▸ **EXERCISE DIRECTIONS**
Write each line again exactly as it is, from the opening line of the records below through the one containing "2. From the", and add nothing.

● ● ● ● ●

PR #2572, opened 2024-07-03
Button bugfixes

### LINKED ISSUE #2557: [BUG] View Dead/Living button not behaving appropriately
**Type**: UI 

**Describe the bug**
View Living/Dead button doesn't switch with the clan screen. Clicking View Living while on the regular catlist does nothing but change it to View Dead.

**Grade**: Non-vital

**Reproduce**
1. On the cat list page, click 'View Dead'
2. From the Starclan screen, click 'Patrol', 'Camp', or 'Events'
3. Click back to Cat List from Patrol. The button will be unchanged, but the list will be living cats.

**Patrol ID + Outcome Print (if applicable)**: null

**Commit # or Game Version Number**: dd218d29

**Additional context**
I imagine it's related to the old Sort living cats by death bug since it's triggered the exact same way. Appears on both classic and extended.

**Screenshots**
Screenshot 2024-06-28 231639

Snowstar38:
## About The Pull Request

- Fixes an issue where the "show living" and "show dead" buttons would display improperly when the player has a dead cat list open and switches to another menu, then switches back to the cat list with the main menu "cat list" button (Fixes: #2557)

- Fixes a bug with cat lists where if you entered a cat's profile before navigating away to another screen such as camp or patrol, the current group (StarClan, DF, etc) you had before clicking on the most recent cat sprite would load again when returning to the cat list [example: go to StarClan, open a SC cat's profile, go back to camp, go back to cat list, StarClan is still displayed. This is unintended behavior as it only happens when a cat's profile is opened and the last_list_forProfile flag was never cleared]

- Fixes a bug with cat lists where if you entered a StarClan/DF/UR cat's profile and opened a screen from there (such as the "choose mate" or "see relationships" screen), then went back to the cat list from their profile, the displayed group would be switched back to the living Clan

~~- Fixes "Dens" button displaying in camp view~~

~~- Changed the Dens menu so that it will automatically shift when the moons and seasons widget is enabled~~


Ryos00 (approved):

scribblecrumb:
I'm not sure how I feel about the changes to how the den button displays with the m+s box.  Previously, if m+s was activated then the dens button simply displayed on the event page only (as the moon and season info is already on that page in a different manner).  Your new method leaves things feeling a bit crowded, though I understand the QoL it provides.  What if we shift it over to the other corner of the screen when m+s is active instead?  So that it's under the Settings button.

Snowstar38:
@scribblecrumb Got it, does this work? :)

scribblecrumb:
When moving between Cat List and Patrol screens, the Den button does a little blink.  Not sure if this displays for others as well.  It's probably due to killing the den button every single time the screen is changed.  Even though it doesn't need to be killed between Cat List and Patrol (due to being in correct spot), it's still killed and rebuilt, leading to a blink.  I'd suggest adding a check to `mns_ui_offset` to see if we're moving between those two screens.  If we are, don't kill and rebuild.

scribblecrumb (changes requested):
Just in case you didn't notice before, I'd made a comment about some changes that need to be made ^^

Snowstar38:
I removed the changes to the m+s widget and dens bar!

scribblecrumb:
Looks good @Snowstar38!  There's some conflicts to resolve first.  I was gonna do it for you but it's a few more conflicts than I thought, so I'll let you do it instead.  I don't wanna mess it up accidentally haha

scribblecrumb (approved):

PR #2596, opened 2024-07-29
Switch Run Scripts To Use python3

Sumwatt0:
## About The Pull Request
Switches run scripts from using python to using python3. 

python points to python2 on many systems, and even where it doesn't, using python3 is more explicit, clear and safe.

## Proof of Testing
Screenshot 2024-07-29 at 1 38 16 PM

It opens clangen like normal.

## Changelog/Credits
[ENHANCEMENT]: Run scripts now use python3

Credit: (Sumwatt/Sumwatt0)

### DIFF
--- a/run.bat
+++ b/run.bat
@@ -1,2 +1,2 @@
 %AppData%\Python\Scripts\poetry install --no-root
-%AppData%\Python\Scripts\poetry run python main.py
+%AppData%\Python\Scripts\poetry run python3 main.py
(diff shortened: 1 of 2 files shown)


archanyhm:
While the reasoning is technically correct in regular python contexts, the run scripts utilise poetry which sets both `python` and `python3` — if applicable — to the version the configured environment uses. Therefore, there's no real benefit to explicitly call `python3`.

Poetry also omits the `3` in their basic usage documentation found here: https://python-poetry.org/docs/basic-usage/#using-poetry-run

Sumwatt0:
That makes sense, I guess I'm just hardwired into using python3 every time lol.

PR #2628, opened 2024-08-12
Fixes: #2463 (cats dying in "taken by Twolegs" mass event)

### LINKED ISSUE #2463: [BUG] "Taken by Twolegs" extinction event kills some cats
**Type**: Code

**Describe the bug**
For the mass extinction event where several cats are taken by Twolegs, some cats actually go to the COTC tab, but some of them (those who are not listed in the event) are dead instead, without a death event appearing for them.

**Grade**: Important

**Reproduce**
1. Activate mass extinction events in settings
2. Skip moons until the "taken by Twolegs" event happens
3. Check which cats were listed in the event and if there are any cats that have mysteriously died.

**Commit # or Game Version Number**: 6c5f99b55

**Screenshots**
In this example, Pearecho, Flamepaw and Oliveclaw are dead, but there's no dead event for them; you can see Oliveclaw appears in the buttons under the taken by Twolegs event but died instead of being taken away.
image
image
image

KiraDragoness:
## About The Pull Request
It seems that iterating over dead_cats and removing cats from it at the same time was causing some issues. I tested this and the bug didn't happen after triggering the event. I added the implicated cats into a new variable and then used it to remove them from dead_cats.

## Linked Issues
Fixes: #2463

## Proof of Testing
All cats listed in the event appear in the buttons below:
image
image
image

All the implicated cats appear correctly as lost cats:
image

No cats have misteriously died after the event (showing the last dead cat, the previous moon, after sorting by death):
image
image

## Changelog/Credits
Changelog: Fixed cats wrongly dying after the taken by Twolegs mass event.
Credits: Kira

### DIFF
--- a/scripts/events_module/handle_short_events.py
+++ b/scripts/events_module/handle_short_events.py
@@ -406,10 +406,13 @@ class HandleShortEvents:
             if self.main_cat not in self.dead_cats:
                 self.dead_cats.append(self.main_cat)  # got to include the cat that rolled for death in the first place
 
+            taken_cats = []
             for kitty in self.dead_cats:
                 if "lost" in self.chosen_event.tags:
                     kitty.gone()
-                    self.dead_cats.remove(kitty)
+                    taken_cats.append(kitty)
+            for kitty in taken_cats:
+                self.dead_cats.remove(kitty)
                 self.multi_cat.append(kitty)
                 if kitty.ID not in self.involved_cats:
                     self.involved_cats.append(kitty.ID)
--- a/scripts/events_module/handle_short_events.py
+++ b/scripts/events_module/handle_short_events.py
@@ -411,11 +411,12 @@ class HandleShortEvents:
                 if "lost" in self.chosen_event.tags:
                     kitty.gone()
                     taken_cats.append(kitty)
-            for kitty in taken_cats:
-                self.dead_cats.remove(kitty)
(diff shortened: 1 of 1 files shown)


scripts/events_module/handle_short_events.py
```diff
@@ -406,10 +406,13 @@ def handle_mass_death(self):
...
 
+            taken_cats = []
             for kitty in self.dead_cats:
                 if "lost" in self.chosen_event.tags:
                     kitty.gone()
-                    self.dead_cats.remove(kitty)
+                    taken_cats.append(kitty)
+            for kitty in taken_cats:
+                self.dead_cats.remove(kitty)
                 self.multi_cat.append(kitty)
```
scribblecrumb, line 414: Nesting this and the next line within the `taken_cats` for loop means it will never happen for the cats who are just killed.  Both of those lines need to happen for all cats, regardless of lost or dead.

I'd suggest the removal loop should just be:
```
            for kitty in taken_cats:
                self.dead_cats.remove(kitty)
```
while the multi_cat appending and ID appending should happen in the `self.dead_cats` loop as it did before

KiraDragoness: I updated it! I hope I understood correctly what you meant!

scribblecrumb (approved):

PR #482, opened 2022-09-08
fix(node-server): default production host to `localhost`

KubesDavid:
### ❓ Type of change

### 📚 Description

Since the host address is hard coded to `0.0.0.0` (IPv4), it is not possible to connect using `[::1]` (IPv6). Setting `localhost` will allow connection via both IPv4 and IPv6.

### 📝 Checklist


pi0:
Thanks for the PR @KubesDavid. It makes sense to listen to ipv6 as well but using `localhost`, will makes issues when we want to expose the port externally like inside containers.

`localhost` resolves to `127.0.0.1  for IPV4 and `::1` for IPv4 and they listen loopback only. `0.0.0.0` and `::0` have special meaning to listen to **all interfaces** and it is for default host.

PR #494, opened 2022-09-13
fix: properly serve `/index.html` static asset

danielroe:
### 🔗 Linked issue

#7467

### ❓ Type of change

### 📚 Description

`/` can't be served via assets because it becomes `//index.html`, meaning we were totally skipping static `/` routes. In fact, we probably want to use `joinURL` so that the trailing slash status is not taken into account when joining with `index.html`.

### 📝 Checklist


michealroberts:
Thanks @danielroe Legend! 🙌

PR #495, opened 2022-09-13
fix: use the prerendering preset even if NITRO_PRESET is present

tobiasdiez:
### ❓ Type of change

### 📚 Description

If one explicitly changes the preset using the `NITRO_PRESET` variable, then prerendering does no longer work since the nitro prerender server then uses the preset specified in that variable instead of the correct `nitro-prerender` preset.
This is a result of the changes in https://github.com/unjs/nitro/commit/92d711fe936fda0ff877c23d8a0d73ed4ea4adc4

### 📝 Checklist


pi0:
Thanks for noticing issue @tobiasdiez and PR. I've fixed it differently to respect config overrides over environment variable (https://github.com/unjs/nitro/commit/82a2b1e9139084dd19f74bd4789850addc3fb66e#diff-2123f97b7bf9480a61717c843425e483e8d97819592e8c04e4e149eb65b451e8R91)

PR #500, opened 2022-09-14
fix(vercel, azure): serve prerendered routes statically

danielroe:
### ❓ Type of change

### 📚 Description

Current hybrid vercel deployments will always server-render prerendered HTML (though you can get the static html by adding `/index.html` to the URL). Vercel provides the `overrides` property to allow us to map clean URLs (without `.html` or `index.html` suffix) to static files: https://vercel.com/docs/build-output-api/v3#build-output-configuration/supported-properties/overrides. This PR implements that.

Might also be worth a consistent implementation of accessing which HTML files have been prerendered. (See [this line](https://github.com/unjs/nitropack/blob/ba39ffe9d5fe9516825ccbafd55c18211c78a424/src/presets/azure.ts#L66-L69) for how we were doing it in Azure - I could easily create a shared context that both presets could use - happy to pick this up.)

### 📝 Checklist

### DIFF
--- a/src/presets/vercel.ts
+++ b/src/presets/vercel.ts
@@ -11,7 +11,7 @@ export const vercel = defineNitroPreset({
   entry: '#internal/nitro/entries/vercel',
   output: {
     dir: '{{ rootDir }}/.vercel/output',
-    serverDir: '{{ output.dir }}/functions/__nuxt.func',
+    serverDir: '{{ output.dir }}/functions/__nitro.func',
     publicDir: '{{ output.dir }}/static'
   },
   commands: {
@@ -47,7 +47,7 @@ export const vercelEdge = defineNitroPreset({
   entry: '#internal/nitro/entries/vercel-edge',
   output: {
     dir: '{{ rootDir }}/.vercel/output',
-    serverDir: '{{ output.dir }}/functions/__nuxt.func',
+    serverDir: '{{ output.dir }}/functions/__nitro.func',
     publicDir: '{{ output.dir }}/static'
   },
   commands: {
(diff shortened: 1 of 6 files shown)


src/presets/vercel.ts
```diff
@@ -11,38 +11,23 @@ export const vercel = defineNitroPreset({
   entry: '#internal/nitro/entries/vercel',
   output: {
     dir: '{{ rootDir }}/.vercel/output',
-    serverDir: '{{ output.dir }}/functions/index.func',
+    serverDir: '{{ output.dir }}/functions/__nuxt.func',
```
pi0, line 14: Would using index as function name make conflicts?

pi0: (it could be __nitro or __server in this case)

src/presets/vercel.ts
```diff
@@ -11,38 +11,23 @@ export const vercel = defineNitroPreset({
...
     publicDir: '{{ output.dir }}/static'
   },
   commands: {
     deploy: '',
     preview: ''
   },
   hooks: {
+    'prerender:generate' (route, nitro: any) {
+      nitro._routes = nitro._routes || new Set<string>()
```
pi0, line 23: We could move it to prerender.ts (but call it `_routeFiles` or something like this)

src/presets/vercel.ts
danielroe: Yes, it does; that's why I changed it. 👍

danielroe: oh of course :facepalm:

pi0 (approved):

PR #537, opened 2022-09-30
fix: retry writing traced files if there are conflicts

### LINKED ISSUE #536: resource busy or locked when copying traced files on windows
### Environment

windows GitHub Action CI, latest nitropack (https://github.com/nuxt/framework)

### Reproduction

https://github.com/nuxt/framework/actions/runs/3127025329/jobs/5073193013

### Describe the bug

nuxt build outputs:

```
Error: EBUSY: resource busy or locked, copyfile 'D:\a\framework\framework\node_modules\@vue\compiler-ssr\package.json' -> 'D:\a\framework\framework\test\fixtures\basic\.nuxt\ud0cz0\output\server\node_modules\@vue\compiler-ssr\package.json'
```

### Additional context

I've struggled to reproduce this locally (even running same test suite as in CI) so at least partially due to test environment. However, I think we can possibly fix root issue in nitropack based on the error.

### Logs

_No response_

danielroe:
### 🔗 Linked issue

resolves #536

### ❓ Type of change

### 📚 Description

It seems that when multiple traced files in the same directory are copied on windows, in some circumstances, we have a race condition which causes a 'resource busy or locked' error. It's possible this is very much an edge case, such as when testing. But this change seems safe; it adds a small 2ms timeout and will retry a file up to 3 times, which will hopefully reduce any flakiness. I've [confirmed](https://github.com/nuxt/framework/pull/7927) (with `yarn patch`) that it does resolve the issue in framework repo.

(Another option would be synchronous file copying.)

### 📝 Checklist

### DIFF
--- a/src/utils/index.ts
+++ b/src/utils/index.ts
@@ -146,3 +146,15 @@ export function resolveAliases (_aliases: Record<string, string>) {
   }
   return aliases
 }
+
+export async function retry (fn: () => Promise<void>, retries: number) {
+  let retry = 0
+  let error: any
+  while (retry++ < retries) {
+    try { return await fn() } catch (err) {
+      error = err
+      await new Promise(resolve => setTimeout(resolve, 2))
+    }
+  }
+  throw error
+}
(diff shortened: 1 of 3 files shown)


src/utils/index.ts
```diff
@@ -146,3 +146,15 @@ export function resolveAliases (_aliases: Record<string, string>) {
   }
   return aliases
 }
+
+export async function retry (fn: () => Promise<void>, retries: number) {
+  let retry = 0
+  let error: any
+  while (retry++ < retries) {
+    try { return await fn() } catch (err) {
+      error = err
```
pi0, line 155: We might always show error as warning. If it is happening too often not hiding the issue.

Issue #93, opened 2022-04-12
netlify-on demand preset


pi0:
https://github.com/nuxt/framework/issues/1539

Alternatively we can integrate with route caching rules for single preset

Rigo-m:
Also, `netlify_builder` preset lacks a [TTL Parameter](https://docs.netlify.com/configure-builds/on-demand-builders/#time-to-live-ttl)

PR #538, opened 2022-09-30
feat: support `redirect`, `headers`, and `cors` route rules

danielroe:
### 🔗 Linked issue

resolves #535, resolves #539, resolves #95

### ❓ Type of change

- [ ] 📖 Documentation (updates to the documentation or readme)
- [ ] 🐞 Bug fix (a non-breaking change that fixes an issue)
- [ ] 👌 Enhancement (improving an existing functionality like performance)
- [x] ✨ New feature (a non-breaking change that adds functionality)
- [ ] ⚠️ Breaking change (fix or feature that would cause existing functionality to change)

### 📚 Description

This implements redirect route rules (including platform-specific support for vercel + netlify cdns).

It also implements `headers` and `cors` route rules. Apologies @pi0, I spotted too late you had self-assigned the `cors` route rule. 😬 Not my intention; happy to revert it - or feel free to amend PR.

### 📝 Checklist

- [x] I have linked an issue or discussion.
- [ ] I have updated the documentation accordingly.

PR #540, opened 2022-10-02
feat(netlify): incremental static regeneration + swr

danielroe:
### 🔗 Linked issue

resolves https://github.com/unjs/nitro/issues/93

### ❓ Type of change

### 📚 Description

This PR adapts the `netlify` preset to support the `swr`/`static` route rule for dynamic on-demand builder configuration.

For example, the following config would use builder functions only for the blog & articles routes. The blog routes would be generated only once and then persisted; the articles routes would be regenerated every 360 seconds.

```js
  routes: {
    '/blog/**': { static: true },
    '/articles/**': { swr: 360 }
  }
})
```

Here's a deployment using this PR: https://main--melodious-klepon-3a2ccb.netlify.app

~~**Note**: we pass the value of `swr` directly through to `ttl` but it is expressed in the Netlify docs in _seconds_ and we should likely specify what the number means - e.g. seconds or milliseconds, etc.~~

### 📝 Checklist


Atinux:
I believe seconds makes more sense personally :)

Atinux (approved):

src/runtime/entries/netlify.ts
```diff
@@ -0,0 +1,59 @@
...
+import { nitroApp } from '../app'
+import { useRuntimeConfig } from '../config'
+
+export const handler: Handler = async function handler (event, context) {
+  const config = useRuntimeConfig()
+  const routerOptions = createMatcher({ routes: config.nitro.routes })
+
+  const query = { ...event.queryStringParameters, ...event.multiValueQueryStringParameters }
+  const url = withQuery(event.path, query)
+  const routeOptions = routerOptions.lookup(url) || {}
```
pi0, line 15: Note: Same issue mentioned in https://github.com/unjs/nitro/pull/538#discussion_r993783351 applies here.

Issue #383, opened 2022-08-03
Expose `event.context.azure` for logging


tobiasdiez:
### Environment

- Operating System: `Linux`
- Node Version:     `v16.16.0`
- Nuxt Version:     `3.0.0-rc.5`
- Package Manager:  `yarn@1.22.19`
- Builder:          `vite`
- User Config:      `alias`, `nitro`, `ssr`, `meta`, `css`, `tailwindcss`, `modules`, `watch`, `runtimeConfig`, `serverHandlers`, `storybook`, `hooks`, `vite`
- Runtime Modules:  `@nuxtjs/tailwindcss@5.1.3`, `@pinia/nuxt@0.3.1`, `./modules/storybook`, `-runtime-compiler-module`
- Build Modules:    `-`

### Reproduction

Just have a function with `console.log("something")`.

### Describe the bug

Azure requires that logs are attached to a function run via `context.log` (instead of say `console.log`), see https://docs.microsoft.com/en-us/azure/azure-functions/functions-reference-node?tabs=v2-v3-v4-export%2Cv2-v3-v4-done%2Cv2%2Cv2-log-custom-telemetry%2Cv2-accessing-request-and-response%2Cwindows-setting-the-node-version#write-trace-output-to-logs.
But as far as I can see there is no wrapper to provide framework independent logging nor a way to get the azure context from within nitro/nuxt.

### Additional context

Maybe one could use the async hooks to introduce a `useLogger` method (similar to `useEvent` of https://github.com/unjs/nitro/pull/1546). This would allow to bound the logging output to the correct function invocation (see https://github.com/BrianRosamilia/azure-function-log-intercept/issues/4 for background).

PR #542, opened 2022-10-04
fix(azure-functions): redirect console to azure context for logging

mcremer-able:
### 🔗 Linked issue

#383 

### ❓ Type of change

### 📚 Description

At the moment there is no easy way to run nitro in an azure-funtions context and retain the ability to log out.
This pr redirects the built in `console.log(),console.warn(),console.info() and console.error()` to the azure provided logging context.
This adresses #383 ,but should be refined in the future to allow a more flexible log target

### 📝 Checklist


src/runtime/entries/azure-functions.ts
```diff
@@ -1,9 +1,28 @@
...
+/**
+ * intercepts all calls to console.* and redirects them to the azure context logger
+ */
+const interceptLogging = context =>
+  levels.forEach(m => higherOrderLog(m, context))
+
 export async function handle (context, req) {
   const url = '/' + (req.params.url || '')
-
+  interceptLogging(context)
```
danielroe, line 25: Will this have issues with logs being associated to the wrong request if there are multiple parallel requests?

If not (that is, if there is only one aggregated logging bucket), then do we need to run this on every incoming request or could we early return if the interceptor has already been run?

mcremer-able: As I understand it, it is a single logging bucket for the whole function app.

We could optimize and dont intercept ,if we are already intercepting.
The gains do not outweight the potentiell bugs, in my opinion, with the added complexity we get.

I rather intercept twice than miss a critical log.

danielroe:
Regarding my comment:

> Will this have issues with logs being associated to the wrong request if there are multiple parallel requests?

I'm checking with the Azure team to ensure that there are no downsides to this approach.

pi0:
Any updates on this?

mcremer-able:
ah F thats not what I wanted
Rebase was the wrong command to fetch upstream changes
Any git wizards that can help?

About the concerns that we associate logs of different requests with each other.
The Microsoft docs say that context.log does disriminate based on request, but console.log does **not**
see [docs](https://learn.microsoft.com/en-us/azure/azure-functions/functions-reference-node?tabs=v2-v3-v4-export%2Cv2-v3-v4-done%2Cv2%2Cv2-log-custom-telemetry%2Cv2-accessing-request-and-response%2Cwindows-setting-the-node-version#write-trace-output-to-logs)

danielroe:
In that case I think we need a different approach, almost certainly not overwriting `console.log` but instead exposing azure utilities on `event.context.azure`, much like we are discussing doing with cloudflare.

● ● ● ● ●

▸ **FINAL ANSWER**
PR #2572, opened 2024-07-03
Button bugfixes

### LINKED ISSUE #2557: [BUG] View Dead/Living button not behaving appropriately
**Type**: UI 

**Describe the bug**
View Living/Dead button doesn't switch with the clan screen. Clicking View Living while on the regular catlist does nothing but change it to View Dead.

**Grade**: Non-vital

**Reproduce**
1. On the cat list page, click 'View Dead'
2. From the Starclan screen, click 'Patrol', 'Camp', or 'Events'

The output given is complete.